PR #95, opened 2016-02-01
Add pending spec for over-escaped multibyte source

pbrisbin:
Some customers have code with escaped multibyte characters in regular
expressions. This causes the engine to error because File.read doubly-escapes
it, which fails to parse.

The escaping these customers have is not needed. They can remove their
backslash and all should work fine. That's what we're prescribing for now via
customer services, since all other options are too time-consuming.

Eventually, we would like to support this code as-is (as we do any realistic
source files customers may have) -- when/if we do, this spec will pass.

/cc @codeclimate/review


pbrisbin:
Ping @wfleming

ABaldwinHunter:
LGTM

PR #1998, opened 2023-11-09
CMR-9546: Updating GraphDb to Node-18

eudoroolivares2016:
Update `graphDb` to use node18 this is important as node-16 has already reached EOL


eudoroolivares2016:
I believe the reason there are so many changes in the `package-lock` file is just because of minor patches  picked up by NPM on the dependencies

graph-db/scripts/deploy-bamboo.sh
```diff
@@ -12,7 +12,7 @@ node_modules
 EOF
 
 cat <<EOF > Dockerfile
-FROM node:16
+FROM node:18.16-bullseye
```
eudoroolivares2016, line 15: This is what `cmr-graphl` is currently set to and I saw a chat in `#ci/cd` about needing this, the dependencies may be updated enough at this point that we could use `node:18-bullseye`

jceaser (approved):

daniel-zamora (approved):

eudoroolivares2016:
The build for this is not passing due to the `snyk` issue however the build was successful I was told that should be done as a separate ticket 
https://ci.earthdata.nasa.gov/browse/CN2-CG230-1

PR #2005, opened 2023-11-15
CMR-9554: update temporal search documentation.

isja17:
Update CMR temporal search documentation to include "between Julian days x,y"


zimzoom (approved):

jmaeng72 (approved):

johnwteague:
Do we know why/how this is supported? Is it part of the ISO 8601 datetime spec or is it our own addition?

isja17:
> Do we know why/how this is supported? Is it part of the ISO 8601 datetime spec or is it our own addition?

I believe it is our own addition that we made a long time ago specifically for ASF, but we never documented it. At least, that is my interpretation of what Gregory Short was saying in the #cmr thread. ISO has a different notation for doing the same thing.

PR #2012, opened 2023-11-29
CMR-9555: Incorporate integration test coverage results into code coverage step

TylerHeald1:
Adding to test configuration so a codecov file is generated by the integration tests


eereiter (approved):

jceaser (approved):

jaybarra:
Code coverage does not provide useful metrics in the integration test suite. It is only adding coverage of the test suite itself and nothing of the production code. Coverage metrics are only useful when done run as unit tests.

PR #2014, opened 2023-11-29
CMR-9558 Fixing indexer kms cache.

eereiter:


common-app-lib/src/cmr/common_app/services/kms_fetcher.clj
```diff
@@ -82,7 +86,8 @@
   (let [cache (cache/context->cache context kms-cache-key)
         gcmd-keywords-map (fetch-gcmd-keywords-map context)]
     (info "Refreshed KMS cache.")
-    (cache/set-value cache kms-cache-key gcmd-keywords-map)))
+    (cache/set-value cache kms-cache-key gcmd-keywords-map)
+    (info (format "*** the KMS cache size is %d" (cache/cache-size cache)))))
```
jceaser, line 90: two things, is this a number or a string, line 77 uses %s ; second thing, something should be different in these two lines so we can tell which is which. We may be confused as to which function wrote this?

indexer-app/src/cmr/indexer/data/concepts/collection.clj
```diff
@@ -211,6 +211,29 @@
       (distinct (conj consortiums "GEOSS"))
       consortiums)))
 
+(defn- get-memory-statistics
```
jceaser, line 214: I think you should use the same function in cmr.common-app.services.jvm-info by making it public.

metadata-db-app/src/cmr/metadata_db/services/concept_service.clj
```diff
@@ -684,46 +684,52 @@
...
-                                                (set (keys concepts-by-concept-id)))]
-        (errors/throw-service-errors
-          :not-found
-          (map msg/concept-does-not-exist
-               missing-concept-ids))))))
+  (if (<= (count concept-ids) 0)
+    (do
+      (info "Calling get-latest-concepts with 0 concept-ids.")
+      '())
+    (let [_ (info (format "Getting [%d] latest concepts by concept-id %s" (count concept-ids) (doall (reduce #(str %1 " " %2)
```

.....

For each line shown above, write an exact copy.

PR #95, opened 2016-02-01
Add pending spec for over-escaped multibyte source

pbrisbin:
Some customers have code with escaped multibyte characters in regular
expressions. This causes the engine to error because File.read doubly-escapes
it, which fails to parse.

The escaping these customers have is not needed. They can remove their
backslash and all should work fine. That's what we're prescribing for now via
customer services, since all other options are too time-consuming.

Eventually, we would like to support this code as-is (as we do any realistic
source files customers may have) -- when/if we do, this spec will pass.

/cc @codeclimate/review


pbrisbin:
Ping @wfleming

ABaldwinHunter:
LGTM

PR #1998, opened 2023-11-09
CMR-9546: Updating GraphDb to Node-18

eudoroolivares2016:
Update `graphDb` to use node18 this is important as node-16 has already reached EOL


eudoroolivares2016:
I believe the reason there are so many changes in the `package-lock` file is just because of minor patches  picked up by NPM on the dependencies

graph-db/scripts/deploy-bamboo.sh
```diff
@@ -12,7 +12,7 @@ node_modules
 EOF
 
 cat <<EOF > Dockerfile
-FROM node:16
+FROM node:18.16-bullseye
```
eudoroolivares2016, line 15: This is what `cmr-graphl` is currently set to and I saw a chat in `#ci/cd` about needing this, the dependencies may be updated enough at this point that we could use `node:18-bullseye`

jceaser (approved):

daniel-zamora (approved):

eudoroolivares2016:
The build for this is not passing due to the `snyk` issue however the build was successful I was told that should be done as a separate ticket 
https://ci.earthdata.nasa.gov/browse/CN2-CG230-1

PR #2005, opened 2023-11-15
CMR-9554: update temporal search documentation.

isja17:
Update CMR temporal search documentation to include "between Julian days x,y"


zimzoom (approved):

jmaeng72 (approved):

johnwteague:
Do we know why/how this is supported? Is it part of the ISO 8601 datetime spec or is it our own addition?

isja17:
> Do we know why/how this is supported? Is it part of the ISO 8601 datetime spec or is it our own addition?

I believe it is our own addition that we made a long time ago specifically for ASF, but we never documented it. At least, that is my interpretation of what Gregory Short was saying in the #cmr thread. ISO has a different notation for doing the same thing.

PR #2012, opened 2023-11-29
CMR-9555: Incorporate integration test coverage results into code coverage step

TylerHeald1:
Adding to test configuration so a codecov file is generated by the integration tests


eereiter (approved):

jceaser (approved):

jaybarra:
Code coverage does not provide useful metrics in the integration test suite. It is only adding coverage of the test suite itself and nothing of the production code. Coverage metrics are only useful when done run as unit tests.

PR #2014, opened 2023-11-29
CMR-9558 Fixing indexer kms cache.

eereiter:


common-app-lib/src/cmr/common_app/services/kms_fetcher.clj
```diff
@@ -82,7 +86,8 @@
   (let [cache (cache/context->cache context kms-cache-key)
         gcmd-keywords-map (fetch-gcmd-keywords-map context)]
     (info "Refreshed KMS cache.")
-    (cache/set-value cache kms-cache-key gcmd-keywords-map)))
+    (cache/set-value cache kms-cache-key gcmd-keywords-map)
+    (info (format "*** the KMS cache size is %d" (cache/cache-size cache)))))
```
jceaser, line 90: two things, is this a number or a string, line 77 uses %s ; second thing, something should be different in these two lines so we can tell which is which. We may be confused as to which function wrote this?

indexer-app/src/cmr/indexer/data/concepts/collection.clj
```diff
@@ -211,6 +211,29 @@
       (distinct (conj consortiums "GEOSS"))
       consortiums)))
 
+(defn- get-memory-statistics
```
jceaser, line 214: I think you should use the same function in cmr.common-app.services.jvm-info by making it public.

metadata-db-app/src/cmr/metadata_db/services/concept_service.clj
```diff
@@ -684,46 +684,52 @@
...
-                                                (set (keys concepts-by-concept-id)))]
-        (errors/throw-service-errors
-          :not-found
-          (map msg/concept-does-not-exist
-               missing-concept-ids))))))
+  (if (<= (count concept-ids) 0)
+    (do
+      (info "Calling get-latest-concepts with 0 concept-ids.")
+      '())
+    (let [_ (info (format "Getting [%d] latest concepts by concept-id %s" (count concept-ids) (doall (reduce #(str %1 " " %2)
```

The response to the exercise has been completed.